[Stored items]
PR #539, opened 2026-09-03
feat: support updating the in-memory provider's flag set

### LINKED ISSUE #530: in-memory provider cannot update its flag set or emit PROVIDER_CONFIGURATION_CHANGED
## Summary

`memprovider.InMemoryProvider` has no way to update its flag set and emits no events. [Appendix A][appendix-a] requires both:

> The provider **must** support a means of updating the `flag set`, resulting in the emission of `PROVIDER_CONFIGURATION_CHANGED` events.
>
> - The change event should consider all flags changed; a union of all previous and all new flag keys should be supplied in the `flags changed` field.

The provider's whole surface is `Metadata`, the five evaluation methods, `Hooks` and `Track`. It implements neither `openfeature.EventHandler` nor `openfeature.StateHandler`, so there is nothing to call and nothing to emit.

## Comparison with the other SDKs

| SDK | update method | emits `PROVIDER_CONFIGURATION_CHANGED` |
|---|---|---|
| JavaScript | `putConfiguration()` | yes |
| Java | `updateFlag()` | yes |
| **Go** | **none** | **no** |

## Why this matters beyond the missing method

Appendix A also says:

> E2E tests must utilize [in-memory provider](#in-memory-provider) defined within the SDK and must be self-contained.

So the gap propagates: go-sdk's own [Appendix B][appendix-b] suite cannot cover configuration-change events, because the provider it is required to use cannot produce one. Any consumer wanting to test their own reaction to `PROVIDER_CONFIGURATION_CHANGED` has to write their own provider.

## How it surfaced

Building the Go implementation of the provider conformance suite ([go-sdk-contrib#938](https://github.com/open-feature/go-sdk-contrib/issues/938), part of [spec#417](https://github.com/open-feature/spec/issues/417)). The suite's in-memory self-test has to leave the `@configuration-change` capability undeclared and report the scenario as skipped.

## Suggested shape

Something equivalent to the Java and JS providers:

```go
// UpdateFlags replaces the flag set and emits PROVIDER_CONFIGURATION_CHANGED
// naming the union of the previous and new flag keys.
func (i *InMemoryProvider) UpdateFlags(flags map[string]InMemoryFlag)
```

Two constraints worth calling out, both learned while working around this:

1. **It has to be a pointer type.** The SDK compares providers with `reflect.DeepEqual` unless the dynamic type is a pointer (`providerReference.equals`). `NewInMemoryProvider` currently returns a value, so two providers holding equal flag sets compare as the same provider. Adding an event channel to a value type would also copy the channel around.
2. **The flag map must not be mutated in place.** `InMemoryProvider` keeps the map it was constructed with by reference and reads it without synchronisation, so mutating it while an evaluation is in flight is a data race. Rebuilding over a copied map keeps readers on an immutable snapshot.

A working reference that does both, wrapping rather than replacing this provider, is `tck.ControllableProvider` in the linked PR — every resolution decision is still made by `memprovider`, only update-and-emit is added. Happy to open a PR here instead if that shape looks right.

[appendix-a]: https://github.com/open-feature/spec/blob/main/specification/appendix-a-included-utilities.md
[appendix-b]: https://github.com/open-feature/spec/blob/main/specification/appendix-b-gherkin-suites.md

sahidvelji:
Fixes #530

Appendix A requires the in-memory provider to support updating its flag set and emit `PROVIDER_CONFIGURATION_CHANGED` with the union of the previous and new flag keys. Go had neither, unlike JS (`putConfiguration()`) and Java (`updateFlag()`), which blocks the conformance suite from covering configuration-change scenarios.

Adds `UpdateFlags` and `EventChannel`, guards the flag set and tracking events with a mutex, and copies the flag map on construction and update so readers hold an immutable snapshot.

## ⚠️ Breaking change

`NewInMemoryProvider` now returns `*InMemoryProvider`, with all methods on pointer receivers. It has to be a pointer: `providerReference.equals` falls back to `reflect.DeepEqual` for non-pointer providers, so two providers with equal flag sets compared as the same provider — and that `DeepEqual` walks the flag map unsynchronised while `UpdateFlags` mutates it.

Migration affects only code that names the type explicitly:

```diff
-var p memprovider.InMemoryProvider = memprovider.NewInMemoryProvider(flags)
+var p *memprovider.InMemoryProvider = memprovider.NewInMemoryProvider(flags)
```

`p := memprovider.NewInMemoryProvider(flags)` is unaffected. Nothing in this repo needed changing.

## Notes

- The event is dropped rather than blocking when nothing drains the channel (provider not registered); a blocking send would deadlock the caller.
- The channel is never closed — the SDK's forwarding goroutine exits on its own shutdown signal, and closing would panic a later `UpdateFlags`.
- Construction no longer aliases the caller's map. That aliasing was unsynchronised, so relying on it was never safe.
- `StateHandler` is deliberately left for a separate change.

Tests cover the flag swap, removal, the sorted union, event type and provider name, constructor copy semantics, non-blocking emission, concurrent update/evaluate/track under `-race`, and one end-to-end case asserting a registered handler fires.

🤖 Generated with [Claude Code](https://claude.com/claude-code)

### DIFF
--- a/openfeature/memprovider/in_memory_provider.go
+++ b/openfeature/memprovider/in_memory_provider.go
@@ -187,20 +187,15 @@ func (i *InMemoryProvider) find(flag string) (*InMemoryFlag, *openfeature.Provid
 // with an API.
 func (i *InMemoryProvider) UpdateFlags(flags map[string]InMemoryFlag) {
 	i.mu.Lock()
-	changed := make([]string, 0, len(i.flags)+len(flags))
-	for key := range i.flags {
-		changed = append(changed, key)
-	}
-	for key := range flags {
-		if _, ok := i.flags[key]; !ok {
-			changed = append(changed, key)
-		}
-	}
+	changed := slices.AppendSeq(slices.Collect(maps.Keys(i.flags)), maps.Keys(flags))
 	// Readers keep an immutable snapshot; the caller's map is never retained.
 	i.flags = maps.Clone(flags)
 	i.mu.Unlock()
 
+	// Sorting makes the union deterministic and puts any key present in both
+	// the old and the new set next to its duplicate for Compact to drop.
 	slices.Sort(changed)
+	changed = slices.Compact(changed)
 
 	select {
 	case i.events <- openfeature.Event{
--- a/openfeature/memprovider/in_memory_provider.go
+++ b/openfeature/memprovider/in_memory_provider.go
@@ -4,6 +4,9 @@ package memprovider
 import (
 	"context"
 	"fmt"
+	"maps"
+	"slices"
+	"sync"
 
 	"github.com/open-feature/go-sdk/openfeature"
 )
@@ -13,25 +16,40 @@ const (
 	Disabled State = "DISABLED"
 )
 
+const providerName = "InMemoryProvider"
+
+// eventChannelBuffer absorbs bursts of events. A registered provider is drained
+// continuously by the SDK's event executor.
+const eventChannelBuffer = 5
+
+var (
+	_ openfeature.FeatureProvider = (*InMemoryProvider)(nil)
+	_ openfeature.EventHandler    = (*InMemoryProvider)(nil)
+	_ openfeature.Tracker         = (*InMemoryProvider)(nil)
+)
+
 type InMemoryProvider struct {
+	mu             sync.RWMutex
 	flags          map[string]InMemoryFlag
 	trackingEvents map[string][]InMemoryEvent
+	events         chan openfeature.Event
 }
 
-func NewInMemoryProvider(from map[string]InMemoryFlag) InMemoryProvider {
-	return InMemoryProvider{
-		flags:          from,
+func NewInMemoryProvider(from map[string]InMemoryFlag) *InMemoryProvider {
+	return &InMemoryProvider{
+		flags:          maps.Clone(from),
 		trackingEvents: map[string][]InMemoryEvent{},
+		events:         make(chan openfeature.Event, eventChannelBuffer),
 	}
 }
 
-func (i InMemoryProvider) Metadata() openfeature.Metadata {
+func (i *InMemoryProvider) Metadata() openfeature.Metadata {
 	return openfeature.Metadata{
-		Name: "InMemoryProvider",
+		Name: providerName,
 	}
 }
 
-func (i InMemoryProvider) BooleanEvaluation(ctx context.Context, flag string, defaultValue bool, flatCtx openfeature.FlattenedContext) openfeature.BoolResolutionDetail {
+func (i *InMemoryProvider) BooleanEvaluation(ctx context.Context, flag string, defaultValue bool, flatCtx openfeature.FlattenedContext) openfeature.BoolResolutionDetail {
 	memoryFlag, details, ok := i.find(flag)
 	if !ok {
 		return openfeature.BoolResolutionDetail{
@@ -49,7 +67,7 @@ func (i InMemoryProvider) BooleanEvaluation(ctx context.Context, flag string, de
 	}
 }
 
-func (i InMemoryProvider) StringEvaluation(ctx context.Context, flag string, defaultValue string, flatCtx openfeature.FlattenedContext) openfeature.StringResolutionDetail {
+func (i *InMemoryProvider) StringEvaluation(ctx context.Context, flag string, defaultValue string, flatCtx openfeature.FlattenedContext) openfeature.StringResolutionDetail {
 	memoryFlag, details, ok := i.find(flag)
 	if !ok {
 		return openfeature.StringResolutionDetail{
@@ -67,7 +85,7 @@ func (i InMemoryProvider) StringEvaluation(ctx context.Context, flag string, def
 	}
 }
 
-func (i InMemoryProvider) FloatEvaluation(ctx context.Context, flag string, defaultValue float64, flatCtx openfeature.FlattenedContext) openfeature.FloatResolutionDetail {
+func (i *InMemoryProvider) FloatEvaluation(ctx context.Context, flag string, defaultValue float64, flatCtx openfeature.FlattenedContext) openfeature.FloatResolutionDetail {
 	memoryFlag, details, ok := i.find(flag)
 	if !ok {
 		return openfeature.FloatResolutionDetail{
@@ -85,7 +103,7 @@ func (i InMemoryProvider) FloatEvaluation(ctx context.Context, flag string, defa
 	}
 }
 
-func (i InMemoryProvider) IntEvaluation(ctx context.Context, flag string, defaultValue int64, flatCtx openfeature.FlattenedContext) openfeature.IntResolutionDetail {
+func (i *InMemoryProvider) IntEvaluation(ctx context.Context, flag string, defaultValue int64, flatCtx openfeature.FlattenedContext) openfeature.IntResolutionDetail {
 	memoryFlag, details, ok := i.find(flag)
 	if !ok {
 		return openfeature.IntResolutionDetail{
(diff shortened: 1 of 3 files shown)


erka (commented):
It looks good, and `maps.Copy` might be a bit overkill. `flag.Variants` could still be mutated, and I’m not sure we want to do a deep copy. I wonder if a simpler option would be to just document that the provider expects to take ownership of the flags' data.

sahidvelji:
> It looks good, and `maps.Copy` might be a bit overkill. `flag.Variants` could still be mutated, and I’m not sure we want to do a deep copy. I wonder if a simpler option would be to just document that the provider expects to take ownership of the flags' data.

Agreed on no deep copy — it isn't reachable anyway, since `ObjectEvaluation` returns the variant value itself and an object flag's map escapes to every evaluator regardless.

I'd keep the shallow `maps.Clone`, though. It's what JS (`{ ...flagConfiguration }`) and Java (`new ConcurrentHashMap<>(flags)`, `putAll`) already do on both construction and update, so the current Go aliasing is the outlier. It's also what makes `UpdateFlags` the only path that changes the flag set — otherwise a caller mutating their retained map changes resolution with no `PROVIDER_CONFIGURATION_CHANGED` event.

Taking the doc suggestion on top: I'll note on `NewInMemoryProvider`, `UpdateFlags` and in the README that the provider takes ownership of each flag's `Variants` and `ContextEvaluator`.

openfeature/memprovider/in_memory_provider.go
```diff
@@ -154,10 +185,56 @@ func (i InMemoryProvider) find(flag string) (*InMemoryFlag, *openfeature.Provide
...
+// still delivered once the SDK attaches a listener. Once the buffer is full the
+// event is dropped rather than blocking the caller.
+func (i *InMemoryProvider) UpdateFlags(flags map[string]InMemoryFlag) {
+	i.mu.Lock()
+	defer i.mu.Unlock()
+
+	changed := slices.AppendSeq(slices.Collect(maps.Keys(i.flags)), maps.Keys(flags))
+	// Readers keep an immutable snapshot; the caller's map is never retained.
+	i.flags = maps.Clone(flags)
+
```
erka, line 208:
```suggestion
	// Readers keep an immutable snapshot; the caller's map is never retained.
	flags = maps.Clone(flags)
	i.mu.Lock()
	oldKeys := slices.Collect(maps.Keys(i.flags))
	i.flags = flags
	i.mu.Unlock()

	changed := slices.AppendSeq(oldKeys, maps.Keys(flags))
```

openfeature/memprovider/in_memory_provider_test.go
```diff
@@ -429,3 +360,228 @@ func TestInMemoryProvider_Track(t *testing.T) {
...
+	})
+
+	// Drain events so the writer is never throttled by a full buffer.
+	stop := make(chan struct{})
+	defer close(stop)
+	go func() {
+		for {
+			select {
+			case <-memoryProvider.EventChannel():
+			case <-stop:
```
erka:
```suggestion
			case <-t.Context().Done():
```

openfeature/memprovider/in_memory_provider_test.go
```diff
@@ -429,3 +360,228 @@ func TestInMemoryProvider_Track(t *testing.T) {
...
+}
+
+func TestInMemoryProvider_ConcurrentUpdateAndEvaluation(t *testing.T) {
+	memoryProvider := NewInMemoryProvider(map[string]InMemoryFlag{
+		"flagA": boolFlag("flagA", "true"),
+	})
+
+	// Drain events so the writer is never throttled by a full buffer.
+	stop := make(chan struct{})
+	defer close(stop)
```
erka:
```suggestion
```

openfeature/memprovider/in_memory_provider_test.go
```diff
@@ -429,3 +360,228 @@ func TestInMemoryProvider_Track(t *testing.T) {
...
+	t.Cleanup(openfeature.Shutdown)
+
+	received := make(chan openfeature.EventDetails, 1)
+	callback := func(details openfeature.EventDetails) {
+		received <- details
+	}
+	openfeature.AddHandler(openfeature.ProviderConfigChange, &callback)
+	t.Cleanup(func() {
+		openfeature.RemoveHandler(openfeature.ProviderConfigChange, &callback)
+	})
```
erka:
```suggestion
	api := isolated.NewAPI()
	t.Cleanup(func() {
		_ = api.Shutdown(context.Background()) //nolint:usetesting
	})

	if err := api.SetProviderAndWait(t.Context(), memoryProvider); err != nil {
		t.Fatal(err)
	}

	received := make(chan openfeature.EventDetails, 1)
	callback := func(details openfeature.EventDetails) {
		received <- details
	}
	api.AddHandler(openfeature.ProviderConfigChange, &callback)
	t.Cleanup(func() {
		api.RemoveHandler(openfeature.ProviderConfigChange, &callback)
	})
```

erka (approved):
Great work! Some small nits.

While I understand why this could/should be viewed as a breaking change but we really don't want `!` in the title or `breaking changes` in the description. Release-Please action will bump version to `v2` and this means that go package name should be changed to `../v2` as well.

openfeature/memprovider/in_memory_provider.go
sahidvelji: Took the clone out of the critical section, but kept the event construction and send under the lock. Unlocking first is what b822789 fixed: two concurrent `UpdateFlags` calls can enqueue their events in the opposite order from the flag swaps, and the events carry no version for a consumer to recover the order. The send is non-blocking, so holding the lock across it can't deadlock.

JamieSinn (approved):

openfeature/memprovider/in_memory_provider.go
```diff
@@ -129,20 +154,26 @@ func (i InMemoryProvider) ObjectEvaluation(ctx context.Context, flag string, def
...
+func (i *InMemoryProvider) Track(ctx context.Context, trackingEventName string, evalCtx openfeature.EvaluationContext, details openfeature.TrackingEventDetails) {
+	i.mu.Lock()
+	defer i.mu.Unlock()
+
 	i.trackingEvents[trackingEventName] = append(i.trackingEvents[trackingEventName], InMemoryEvent{
 		Value:             details.Value(),
 		Data:              details.Attributes(),
 		ContextAttributes: evalCtx.Attributes(),
 	})
 }
```
kripa-sindhu-007, line 171: The mutex here does the hard half of #545. What's left is that `trackingEvents` has no way out ; declaration , init, this one writen and `TestInMemoryProvider_Track` asserts nothing. Since the lock is yours, folding the getter in here beats a follow-up that has to wait for it:

```suggestion

// TrackingEvents returns the events Track recorded for trackingEventName, in
// the order they were recorded, and an empty slice for a name never tracked.
//
// The events are copies, so a caller reading them back cannot disturb what the
// provider recorded.
func (i *InMemoryProvider) TrackingEvents(trackingEventName string) []InMemoryEvent {
      i.mu.RLock()
      defer i.mu.RUnlock()

      recorded := i.trackingEvents[trackingEventName]

      events := make([]InMemoryEvent, len(recorded))
      for n, event := range recorded {
              // the maps travel with the event, so cloning the slice alone still aliases, see #545
              event.Data = maps.Clone(event.Data)
              event.ContextAttributes = maps.Clone(event.ContextAttributes)
              events[n] = event
      }

      return events
}
```

`Data` and `ContextAttributes` are maps, so copying the slice alone still hands the caller a live handle on what was recorded; I have a test that fails without those two clones.

@sahidvelji Would you rather take it here, or should I keep it as a follow-up on #545 so this PR stays scoped to #530? Per-name is what a test usually wants; a whole-map snapshot is the other shape. Java and JS implement no tracking on their in-memory providers, so there's no sibling to follow.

Exercise goal.
Reproduce the records above line by line, without any change, up to and including the line that holds "## How it surfaced".

Response to the exercise.
PR #539, opened 2026-09-03
feat: support updating the in-memory provider's flag set

### LINKED ISSUE #530: in-memory provider cannot update its flag set or emit PROVIDER_CONFIGURATION_CHANGED
## Summary

`memprovider.InMemoryProvider` has no way to update its flag set and emits no events. [Appendix A][appendix-a] requires both:

> The provider **must** support a means of updating the `flag set`, resulting in the emission of `PROVIDER_CONFIGURATION_CHANGED` events.
>
> - The change event should consider all flags changed; a union of all previous and all new flag keys should be supplied in the `flags changed` field.

The provider's whole surface is `Metadata`, the five evaluation methods, `Hooks` and `Track`. It implements neither `openfeature.EventHandler` nor `openfeature.StateHandler`, so there is nothing to call and nothing to emit.

## Comparison with the other SDKs

| SDK | update method | emits `PROVIDER_CONFIGURATION_CHANGED` |
|---|---|---|
| JavaScript | `putConfiguration()` | yes |
| Java | `updateFlag()` | yes |
| **Go** | **none** | **no** |

## Why this matters beyond the missing method

Appendix A also says:

> E2E tests must utilize [in-memory provider](#in-memory-provider) defined within the SDK and must be self-contained.

So the gap propagates: go-sdk's own [Appendix B][appendix-b] suite cannot cover configuration-change events, because the provider it is required to use cannot produce one. Any consumer wanting to test their own reaction to `PROVIDER_CONFIGURATION_CHANGED` has to write their own provider.

## How it surfaced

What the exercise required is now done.